INSTRUCTIONS TO FOLLOW:
Go to the line holding "Some (non-mutually exclusive)" in the entries below and write out exactly every line down to and including the line holding "- Proper semantic".

*** LISTED ENTRIES Section Begins ***

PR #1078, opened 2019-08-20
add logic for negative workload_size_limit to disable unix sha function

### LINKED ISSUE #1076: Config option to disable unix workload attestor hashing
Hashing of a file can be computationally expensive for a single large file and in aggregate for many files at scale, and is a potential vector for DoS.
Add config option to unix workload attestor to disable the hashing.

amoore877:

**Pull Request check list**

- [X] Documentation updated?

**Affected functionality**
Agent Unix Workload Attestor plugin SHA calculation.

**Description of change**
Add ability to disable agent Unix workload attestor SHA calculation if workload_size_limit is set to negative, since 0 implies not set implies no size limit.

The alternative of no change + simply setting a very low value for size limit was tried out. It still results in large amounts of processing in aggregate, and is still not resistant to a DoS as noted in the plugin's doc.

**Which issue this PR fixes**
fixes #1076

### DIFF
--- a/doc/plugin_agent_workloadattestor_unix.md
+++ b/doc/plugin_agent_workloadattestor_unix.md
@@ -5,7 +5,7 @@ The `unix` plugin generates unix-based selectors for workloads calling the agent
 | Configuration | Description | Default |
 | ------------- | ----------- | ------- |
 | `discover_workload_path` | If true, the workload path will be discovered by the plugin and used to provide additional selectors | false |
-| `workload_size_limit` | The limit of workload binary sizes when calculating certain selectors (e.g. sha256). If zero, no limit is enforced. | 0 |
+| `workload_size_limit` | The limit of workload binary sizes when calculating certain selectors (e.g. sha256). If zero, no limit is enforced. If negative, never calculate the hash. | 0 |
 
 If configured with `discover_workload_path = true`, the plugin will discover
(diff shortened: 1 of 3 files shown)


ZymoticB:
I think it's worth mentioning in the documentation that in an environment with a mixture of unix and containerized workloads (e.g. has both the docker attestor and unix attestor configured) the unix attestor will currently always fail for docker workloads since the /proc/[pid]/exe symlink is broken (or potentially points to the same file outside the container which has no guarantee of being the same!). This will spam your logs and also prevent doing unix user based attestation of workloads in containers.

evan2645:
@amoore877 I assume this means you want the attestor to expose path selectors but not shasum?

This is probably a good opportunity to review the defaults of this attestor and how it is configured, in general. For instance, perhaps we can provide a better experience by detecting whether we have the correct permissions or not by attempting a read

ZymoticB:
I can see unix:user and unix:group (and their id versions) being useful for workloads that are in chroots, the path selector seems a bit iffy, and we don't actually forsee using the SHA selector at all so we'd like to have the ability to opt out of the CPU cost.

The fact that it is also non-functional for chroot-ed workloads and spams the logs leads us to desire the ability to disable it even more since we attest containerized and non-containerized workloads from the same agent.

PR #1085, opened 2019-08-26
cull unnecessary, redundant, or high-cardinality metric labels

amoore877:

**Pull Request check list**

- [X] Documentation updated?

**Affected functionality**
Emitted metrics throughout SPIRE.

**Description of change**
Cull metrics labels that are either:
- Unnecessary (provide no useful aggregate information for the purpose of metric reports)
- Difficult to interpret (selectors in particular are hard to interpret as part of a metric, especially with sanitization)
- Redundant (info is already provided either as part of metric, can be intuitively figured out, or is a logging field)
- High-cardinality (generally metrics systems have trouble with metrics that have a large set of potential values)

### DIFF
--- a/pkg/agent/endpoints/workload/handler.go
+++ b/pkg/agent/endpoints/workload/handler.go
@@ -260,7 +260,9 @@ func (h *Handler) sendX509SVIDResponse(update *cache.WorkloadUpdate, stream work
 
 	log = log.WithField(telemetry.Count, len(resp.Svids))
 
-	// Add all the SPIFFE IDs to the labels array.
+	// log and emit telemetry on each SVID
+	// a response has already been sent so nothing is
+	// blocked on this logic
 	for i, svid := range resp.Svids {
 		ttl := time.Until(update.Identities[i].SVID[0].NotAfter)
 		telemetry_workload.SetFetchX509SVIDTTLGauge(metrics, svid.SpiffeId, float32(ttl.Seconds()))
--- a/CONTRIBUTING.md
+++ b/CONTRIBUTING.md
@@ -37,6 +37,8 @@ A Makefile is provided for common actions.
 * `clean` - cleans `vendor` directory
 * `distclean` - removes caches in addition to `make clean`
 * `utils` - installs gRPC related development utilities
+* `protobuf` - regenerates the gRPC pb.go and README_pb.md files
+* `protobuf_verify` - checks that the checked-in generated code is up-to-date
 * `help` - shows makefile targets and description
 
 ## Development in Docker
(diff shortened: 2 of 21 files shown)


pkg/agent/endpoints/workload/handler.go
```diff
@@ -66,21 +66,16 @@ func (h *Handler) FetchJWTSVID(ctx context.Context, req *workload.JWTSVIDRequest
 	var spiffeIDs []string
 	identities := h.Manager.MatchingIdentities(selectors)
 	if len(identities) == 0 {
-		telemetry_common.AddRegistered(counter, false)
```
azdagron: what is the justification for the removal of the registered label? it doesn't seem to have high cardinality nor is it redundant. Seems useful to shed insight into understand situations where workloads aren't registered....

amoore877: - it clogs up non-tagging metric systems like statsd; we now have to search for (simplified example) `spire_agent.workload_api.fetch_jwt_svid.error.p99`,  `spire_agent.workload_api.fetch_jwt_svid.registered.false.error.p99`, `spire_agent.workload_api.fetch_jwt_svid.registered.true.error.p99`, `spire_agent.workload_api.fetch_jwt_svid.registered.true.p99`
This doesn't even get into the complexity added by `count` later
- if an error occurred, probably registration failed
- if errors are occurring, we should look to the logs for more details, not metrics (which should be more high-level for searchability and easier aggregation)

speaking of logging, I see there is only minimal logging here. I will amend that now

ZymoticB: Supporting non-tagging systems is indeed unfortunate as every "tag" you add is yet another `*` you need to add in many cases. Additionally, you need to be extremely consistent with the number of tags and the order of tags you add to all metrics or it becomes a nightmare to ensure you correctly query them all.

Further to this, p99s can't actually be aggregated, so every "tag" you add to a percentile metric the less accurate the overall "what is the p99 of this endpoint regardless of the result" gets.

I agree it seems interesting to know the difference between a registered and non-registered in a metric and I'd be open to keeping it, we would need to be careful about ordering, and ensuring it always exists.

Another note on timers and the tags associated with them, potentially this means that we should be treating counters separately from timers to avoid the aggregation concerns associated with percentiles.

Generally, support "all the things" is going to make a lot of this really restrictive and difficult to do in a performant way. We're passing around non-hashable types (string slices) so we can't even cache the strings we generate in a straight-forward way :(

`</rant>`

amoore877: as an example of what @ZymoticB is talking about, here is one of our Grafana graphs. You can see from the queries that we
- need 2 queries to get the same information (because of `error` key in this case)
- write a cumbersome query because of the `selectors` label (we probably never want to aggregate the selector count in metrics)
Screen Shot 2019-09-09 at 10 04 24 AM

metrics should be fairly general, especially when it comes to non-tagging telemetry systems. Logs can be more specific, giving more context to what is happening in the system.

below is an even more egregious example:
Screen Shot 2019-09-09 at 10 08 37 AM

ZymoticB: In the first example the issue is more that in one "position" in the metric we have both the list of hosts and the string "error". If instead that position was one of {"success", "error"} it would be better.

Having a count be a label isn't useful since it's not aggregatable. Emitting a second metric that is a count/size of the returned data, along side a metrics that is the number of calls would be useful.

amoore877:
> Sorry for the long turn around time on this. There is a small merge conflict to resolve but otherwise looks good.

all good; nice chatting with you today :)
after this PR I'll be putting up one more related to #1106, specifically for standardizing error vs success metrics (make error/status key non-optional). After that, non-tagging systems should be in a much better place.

*** LISTED ENTRIES Section Ends ***
*** LISTED ENTRIES Section Begins ***

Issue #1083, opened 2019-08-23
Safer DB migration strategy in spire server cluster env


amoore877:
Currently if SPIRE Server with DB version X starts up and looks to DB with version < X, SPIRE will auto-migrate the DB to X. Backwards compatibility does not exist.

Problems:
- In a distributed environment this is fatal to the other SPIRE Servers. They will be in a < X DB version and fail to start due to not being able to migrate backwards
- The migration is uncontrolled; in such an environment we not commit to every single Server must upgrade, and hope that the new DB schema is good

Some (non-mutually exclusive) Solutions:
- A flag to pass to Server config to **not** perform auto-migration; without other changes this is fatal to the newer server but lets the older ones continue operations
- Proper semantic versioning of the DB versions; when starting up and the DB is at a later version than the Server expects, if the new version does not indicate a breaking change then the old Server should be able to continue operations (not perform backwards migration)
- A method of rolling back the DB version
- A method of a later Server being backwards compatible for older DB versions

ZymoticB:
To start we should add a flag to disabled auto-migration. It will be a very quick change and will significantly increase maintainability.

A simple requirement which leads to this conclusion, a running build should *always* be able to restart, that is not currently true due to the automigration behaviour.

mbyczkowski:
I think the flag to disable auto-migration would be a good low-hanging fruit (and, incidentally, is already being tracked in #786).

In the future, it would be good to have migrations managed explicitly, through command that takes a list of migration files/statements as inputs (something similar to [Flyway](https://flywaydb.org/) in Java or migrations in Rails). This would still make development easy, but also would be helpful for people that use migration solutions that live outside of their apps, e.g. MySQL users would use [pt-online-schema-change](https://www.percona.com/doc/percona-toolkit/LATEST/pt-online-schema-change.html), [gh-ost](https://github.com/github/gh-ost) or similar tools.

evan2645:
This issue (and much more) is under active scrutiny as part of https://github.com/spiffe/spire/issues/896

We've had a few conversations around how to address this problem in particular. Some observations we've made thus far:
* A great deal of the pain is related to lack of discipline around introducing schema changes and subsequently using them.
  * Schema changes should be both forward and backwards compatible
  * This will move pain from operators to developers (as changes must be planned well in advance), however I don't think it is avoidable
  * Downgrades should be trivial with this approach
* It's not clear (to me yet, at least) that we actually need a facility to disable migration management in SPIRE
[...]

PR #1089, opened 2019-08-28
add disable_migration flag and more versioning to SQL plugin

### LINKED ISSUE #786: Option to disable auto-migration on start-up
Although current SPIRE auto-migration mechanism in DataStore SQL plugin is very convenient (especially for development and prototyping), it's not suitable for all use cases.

*** LISTED ENTRIES Section Ends ***
*** LISTED ENTRIES Section Begins ***

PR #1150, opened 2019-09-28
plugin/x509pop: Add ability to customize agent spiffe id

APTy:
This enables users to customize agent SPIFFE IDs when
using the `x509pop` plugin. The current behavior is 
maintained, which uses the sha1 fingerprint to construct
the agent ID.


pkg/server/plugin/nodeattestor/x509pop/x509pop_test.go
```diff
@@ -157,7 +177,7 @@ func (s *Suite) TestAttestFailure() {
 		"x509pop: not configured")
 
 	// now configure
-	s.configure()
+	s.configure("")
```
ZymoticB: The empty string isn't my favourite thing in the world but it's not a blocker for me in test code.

*** LISTED ENTRIES Section Ends ***

RESULT OF THE TASK:
Some (non-mutually exclusive) Solutions:
- A flag to pass to Server config to **not** perform auto-migration; without other changes this is fatal to the newer server but lets the older ones continue operations
- Proper semantic versioning of the DB versions; when starting up and the DB is at a later version than the Server expects, if the new version does not indicate a breaking change then the old Server should be able to continue operations (not perform backwards migration)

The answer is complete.